My arm drapes over his shoulders, our breath in sync, deep and abiding comfort in his presence like a key in a lock.

“Here,” he says. “I thought so. ‘ Fabled as a last gift of the dragon kind who made them, the kinspark kindles between those drakonkin whose souls were mated when the dragons still lived .’” He wrinkles his nose with a little laugh. “It’s just a legend, if a romantic one.”

“What does it mean?” I should be arguing that it’s impossible, that Zenthris made it up. Instead, I listen as Atlas explains further in his warm, kind voice.

“The legend says that the men we know as drakonkin were made, not just by dragons, but from them. The first of their kind were formed from the living souls of the last of dragonkind.” He shrugs, turning his head so his lips touch my temple when he speaks again, his words spoken into my skin. “By magic, no less.”

I stare down at the spidery script that covers the parchment pages of his book, but I can’t read them. Not because I’m illiterate, not at all. But because tears swim in my eyes suddenly, one fat one landing on the page and spreading out the ink as it splashes.

He turns me to face him while I weep, though I’m shaking my head as he hugs me.

“What did I say?” He’s as confused as I am.

“Nothing,” I tell him, voice trembling. What is wrong with me? “It’s been a long night.”

“A long stretch of days,” he says, stroking my hair, then rubbing my back.

I sigh deeply and push away, wiping my face with the palms of both hands. “I haven’t cried since I was a child.” Tears were not allowed in Jhanette’s court.

“I’m sorry to hear that,” Atlas says. “There’s something very satisfying about a good cry.”

I laugh and hug him around the neck, and this time his embrace in return is instant. “Silly,” I whisper.

“I thought I was an idiot,” he protests softly. “Why the downgrade?”

I snort, and he chuckles. It’s the most natural thing in the world to kiss him.

This time, he kisses me back without hesitation.

I’m led to be gentle, soft. There’s no need left, not like the craving for Zenthris. This kiss is just as heated, though, if in a different way, and before I understand the shift, Atlas lifts me into his lap.

We kiss for a long time, languid and exploratory. He tastes delicious. I sigh into his lungs, and he breathes the air I give him, hands as slow as his mouth.

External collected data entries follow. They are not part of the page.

PR #4034, opened 2021-11-18
ast/compile: replace rewritten declared vars for undefined func error

### LINKED ISSUE #4031: Type errors for undefined functions can contain rewritten vars
Example:

```
$ opa eval 'a := "x"; data[a](1)'
{
  "errors": [
    {
      "message": "undefined function data[__localq0__]",
      "code": "rego_type_error",
      "location": {
        "file": "",
        "row": 1,
        "col": 11
      }
    }
  ]
}
```

The error contains a rewritten var `__localq0__` when it should contain the user-defined var `a`. This is probably just a matter if doing a lookup on the rewritten var map when the error is raised.

srenatus:
Fixes #4031.

### DIFF
--- a/ast/compile.go
+++ b/ast/compile.go
@@ -835,13 +835,13 @@ func (c *Compiler) checkRuleConflicts() {
 func (c *Compiler) checkUndefinedFuncs() {
 	for _, name := range c.sorted {
 		m := c.Modules[name]
-		for _, err := range checkUndefinedFuncs(m, c.GetArity) {
+		for _, err := range checkUndefinedFuncs(m, c.GetArity, c.RewrittenVars) {
 			c.err(err)
 		}
 	}
 }
 
-func checkUndefinedFuncs(x interface{}, arity func(Ref) int) Errors {
+func checkUndefinedFuncs(x interface{}, arity func(Ref) int, rwVars map[Var]Var) Errors {
 
 	var errs Errors
 
@@ -853,6 +853,7 @@ func checkUndefinedFuncs(x interface{}, arity func(Ref) int) Errors {
 		if arity(ref) >= 0 {
 			return false
 		}
+		ref = rewriteVarsInRef(rwVars)(ref)
 		errs = append(errs, NewError(TypeErr, expr.Loc(), "undefined function %v", ref))
 		return true
 	})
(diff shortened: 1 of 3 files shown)


tsandall (approved):

ast/compile.go
```diff
@@ -853,6 +853,13 @@ func checkUndefinedFuncs(x interface{}, arity func(Ref) int) Errors {
 		if arity(ref) >= 0 {
 			return false
 		}
+		for i, r := range ref {
+			if v, ok := r.Value.(Var); ok {
+				if v0, ok := rwVars[v]; ok {
+					ref[i] = NewTerm(v0)
+				}
+			}
+		}
```
tsandall, line 862: nit: I wonder if we should just create a helper for this and return a copy of the original ref? Allocs are not a concern here since we're going to error out anyway.

srenatus: I'll look into it. We've got one already, I might reuse `rewriteVarsInRef` 😅 

I wonder if that thing needs to be that complicated, though, using TransformVars... Could there be vars in a Ref that don't satisfy
```go
ref[i].Value.(Var)
```
?

srenatus: Added another helper because the Transform-based one, unless I'm mistaken, specifically does its work in-place... also used the helper in another location where we had already been working with a copy anyways.

ast/compile.go
```diff
@@ -2024,7 +2025,7 @@ func (qc *queryCompiler) checkVoidCalls(_ *QueryContext, body Body) (Body, error
 }
 
 func (qc *queryCompiler) checkUndefinedFuncs(_ *QueryContext, body Body) (Body, error) {
-	if errs := checkUndefinedFuncs(body, qc.compiler.GetArity); len(errs) > 0 {
+	if errs := checkUndefinedFuncs(body, qc.compiler.GetArity, qc.rewritten); len(errs) > 0 {
```
srenatus, line 2028: For the typechecker, we're passing both `qc.rewritten` _and_ `qc.compiler.RewrittenVars` to `rewriteVarsInRef`... I don't think we need that here, but I'm not completely sure why we do _that there_.

ast/compile.go
```diff
@@ -4376,6 +4370,16 @@ func rewriteVarsInRef(vars ...map[Var]Var) func(Ref) Ref {
...
 }
 
-func rewriteVarsNop(node Ref) Ref {
-	return node
+// NOTE(sr): contrary to rewriteVarsInRef, this helper creates
+// a copy of the Ref, and replaces the vars in there.
+func replaceRewritten(r Ref, rw map[Var]Var) Ref {
+	r0 := r.Copy()
+	for i, r := range r {
+		if v, ok := r.Value.(Var); ok {
```
tsandall, line 4378: Only thought here is to use a transformer because if we have something like `r[[__local0__]]` then it won't be handled as is.

tsandall (approved):
Your comment about whether the type assertion is sufficient reminded me that it's not. LGTM modulo that change.

srenatus:
Will merge when green.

When his lips travel to my neck, I close my eyes and melt, humming with pleasure that has no hurry to it, no desperation. This divinity carries me on a slow wave that I ride happily.

It’s Atlas who parts my legs and has me straddle him where he sits. And Atlas, who bends me back over his desk, guiding himself inside me after his exploring fingers find me wet and ready for him.

It’s his blue eyes above me, holding my gaze, lips parted, whispering my name that I wonder over as he again triggers that deep, aching longing.

But his pace builds us both at the same rate and when I inhale, his fingers stroking softly over my clit at his moment of orgasm, I’m breathing his name, too.